Your goal:
Your answer must be the full listing, reproduced word for word.
-- Opening Marker --
PR #17, opened 2023-08-17
[SW-411] Spot teleop is not working as expected

bhung-bdai:
The Spot teleop exposed a slight bug where the robot doesn't time out when it initializes a server that isn't present. This was the error on armless Spots like Fausto. With Gosu, I suspect there's a bigger issue because the Spot Cam payload is causing the driver to fail with this message:
image

### DIFF
--- a/bdai_ros2_wrappers/bdai_ros2_wrappers/action_client.py
+++ b/bdai_ros2_wrappers/bdai_ros2_wrappers/action_client.py
@@ -21,6 +21,7 @@ class ActionClientWrapper(rclpy.action.ActionClient):
         namespace: Optional[str] = None,
         context: Optional[Context] = None,
         num_executor_threads: int = 1,
+        timeout_sec: float = 10.0,
     ) -> None:
         """Constructor
 
@@ -51,7 +52,7 @@ class ActionClientWrapper(rclpy.action.ActionClient):
         self._node_wrapper.get_logger().info(
             f"Waiting for action server for {self._node.get_namespace()}/{action_name}"
         )
-        self.wait_for_server()
+        self.wait_for_server(timeout_sec)
         self._node_wrapper.get_logger().info("Found server")
 
     def send_goal_and_wait(
--- a/bdai_ros2_wrappers/bdai_ros2_wrappers/action_client.py
+++ b/bdai_ros2_wrappers/bdai_ros2_wrappers/action_client.py
@@ -52,8 +52,11 @@ class ActionClientWrapper(rclpy.action.ActionClient):
         self._node_wrapper.get_logger().info(
             f"Waiting for action server for {self._node.get_namespace()}/{action_name}"
         )
-        self.wait_for_server(timeout_sec)
-        self._node_wrapper.get_logger().info("Found server")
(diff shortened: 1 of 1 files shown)


ksharma-bdai (commented):
The changes seem reasonable to me, but I'm unclear on what the root cause of the original problem was and if this is a desirable solution. What server is being waited for and under what circumstances do we want this to timeout without error?

bhung-bdai:
You init the robot command and manipulation server in spot_basic.py. It
awaits the manipulation server but doesn't have an arm.

ksharma-bdai:
> You init the robot command and manipulation server in spot_basic.py. It awaits the manipulation server but doesn't have an arm.

Is there any way for `SpotBasic` to handle that more gracefully instead? I'm not arguing either way for this patch, just trying to understand if it's the caller's fault they're waiting for a non-existent service and should be fixed there rather than allowing for semi-transparent passthrough failure here (which could impact other things that you don't want to fail gracefully).

bhung-bdai:
> > You init the robot command and manipulation server in spot_basic.py. It awaits the manipulation server but doesn't have an arm.
> 
> Is there any way for `SpotBasic` to handle that more gracefully instead? I'm not arguing either way for this patch, just trying to understand if it's the caller's fault they're waiting for a non-existent service and should be fixed there rather than allowing for semi-transparent passthrough failure here (which could impact other things that you don't want to fail gracefully).

I think this way works best. Currently there's a limited number of damages that will occur if a server is not found. If you cannot find the corresponding server, then calls to it will respond in a way that will either hang or return nothing currently. Returning nothing doesn't seem to be that bad of a failure case in my opinion. Thoughts, @amessing-bdai?

bdai_ros2_wrappers/bdai_ros2_wrappers/action_client.py
```diff
@@ -21,6 +21,7 @@ def __init__(
         namespace: Optional[str] = None,
         context: Optional[Context] = None,
         num_executor_threads: int = 1,
+        timeout_sec: float = 10.0,
```
jbarry-bdai, line 24: This should default to the old behavior of waiting indefinitely (-1.0 perhaps?).  There's definitely a workflow where you launch stuff and then let it hang out while you get around to launching something else.

jbarry-bdai (changes requested):
I actually don't think I agree that this should eventually time out.  There's no reason to have a client if the server can't be found.  It also removes a core tenet of ROS2 launch files, which is that it doesn't matter in what order things are launched.

bdai_ros2_wrappers/bdai_ros2_wrappers/action_client.py
bhung-bdai: I've put a PR fix on the `bdai` repo as an alternative solution, which can be found [here](https://github.com/bdaiinstitute/bdai/pull/700)

bhung-bdai:
I'm going to close this PR with the do not merge label based on what we've discussed. See: [https://github.com/bdaiinstitute/bdai/pull/700](https://github.com/bdaiinstitute/bdai/pull/700)
for the alternative.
-- Closing Marker --
Solution for this problem:
PR #17, opened 2023-08-17
[SW-411] Spot teleop is not working as expected

bhung-bdai:
The Spot teleop exposed a slight bug where the robot doesn't time out when it initializes a server that isn't present. This was the error on armless Spots like Fausto. With Gosu, I suspect there's a bigger issue because the Spot Cam payload is causing the driver to fail with this message:
image

### DIFF
--- a/bdai_ros2_wrappers/bdai_ros2_wrappers/action_client.py
+++ b/bdai_ros2_wrappers/bdai_ros2_wrappers/action_client.py
@@ -21,6 +21,7 @@ class ActionClientWrapper(rclpy.action.ActionClient):
         namespace: Optional[str] = None,
         context: Optional[Context] = None,
         num_executor_threads: int = 1,
+        timeout_sec: float = 10.0,
     ) -> None:
         """Constructor
 
@@ -51,7 +52,7 @@ class ActionClientWrapper(rclpy.action.ActionClient):
         self._node_wrapper.get_logger().info(
             f"Waiting for action server for {self._node.get_namespace()}/{action_name}"
         )
-        self.wait_for_server()
+        self.wait_for_server(timeout_sec)
         self._node_wrapper.get_logger().info("Found server")
 
     def send_goal_and_wait(
--- a/bdai_ros2_wrappers/bdai_ros2_wrappers/action_client.py
+++ b/bdai_ros2_wrappers/bdai_ros2_wrappers/action_client.py
@@ -52,8 +52,11 @@ class ActionClientWrapper(rclpy.action.ActionClient):
         self._node_wrapper.get_logger().info(
             f"Waiting for action server for {self._node.get_namespace()}/{action_name}"
         )
-        self.wait_for_server(timeout_sec)
-        self._node_wrapper.get_logger().info("Found server")
(diff shortened: 1 of 1 files shown)


ksharma-bdai (commented):
The changes seem reasonable to me, but I'm unclear on what the root cause of the original problem was and if this is a desirable solution. What server is being waited for and under what circumstances do we want this to timeout without error?

bhung-bdai:
You init the robot command and manipulation server in spot_basic.py. It
awaits the manipulation server but doesn't have an arm.

ksharma-bdai:
> You init the robot command and manipulation server in spot_basic.py. It awaits the manipulation server but doesn't have an arm.

Is there any way for `SpotBasic` to handle that more gracefully instead? I'm not arguing either way for this patch, just trying to understand if it's the caller's fault they're waiting for a non-existent service and should be fixed there rather than allowing for semi-transparent passthrough failure here (which could impact other things that you don't want to fail gracefully).

bhung-bdai:
> > You init the robot command and manipulation server in spot_basic.py. It awaits the manipulation server but doesn't have an arm.
> 
> Is there any way for `SpotBasic` to handle that more gracefully instead? I'm not arguing either way for this patch, just trying to understand if it's the caller's fault they're waiting for a non-existent service and should be fixed there rather than allowing for semi-transparent passthrough failure here (which could impact other things that you don't want to fail gracefully).

I think this way works best. Currently there's a limited number of damages that will occur if a server is not found. If you cannot find the corresponding server, then calls to it will respond in a way that will either hang or return nothing currently. Returning nothing doesn't seem to be that bad of a failure case in my opinion. Thoughts, @amessing-bdai?

bdai_ros2_wrappers/bdai_ros2_wrappers/action_client.py
```diff
@@ -21,6 +21,7 @@ def __init__(
         namespace: Optional[str] = None,
         context: Optional[Context] = None,
         num_executor_threads: int = 1,
+        timeout_sec: float = 10.0,
```
jbarry-bdai, line 24: This should default to the old behavior of waiting indefinitely (-1.0 perhaps?).  There's definitely a workflow where you launch stuff and then let it hang out while you get around to launching something else.

jbarry-bdai (changes requested):
I actually don't think I agree that this should eventually time out.  There's no reason to have a client if the server can't be found.  It also removes a core tenet of ROS2 launch files, which is that it doesn't matter in what order things are launched.

bdai_ros2_wrappers/bdai_ros2_wrappers/action_client.py
bhung-bdai: I've put a PR fix on the `bdai` repo as an alternative solution, which can be found [here](https://github.com/bdaiinstitute/bdai/pull/700)

bhung-bdai:
I'm going to close this PR with the do not merge label based on what we've discussed. See: [https://github.com/bdaiinstitute/bdai/pull/700](https://github.com/bdaiinstitute/bdai/pull/700)
for the alternative.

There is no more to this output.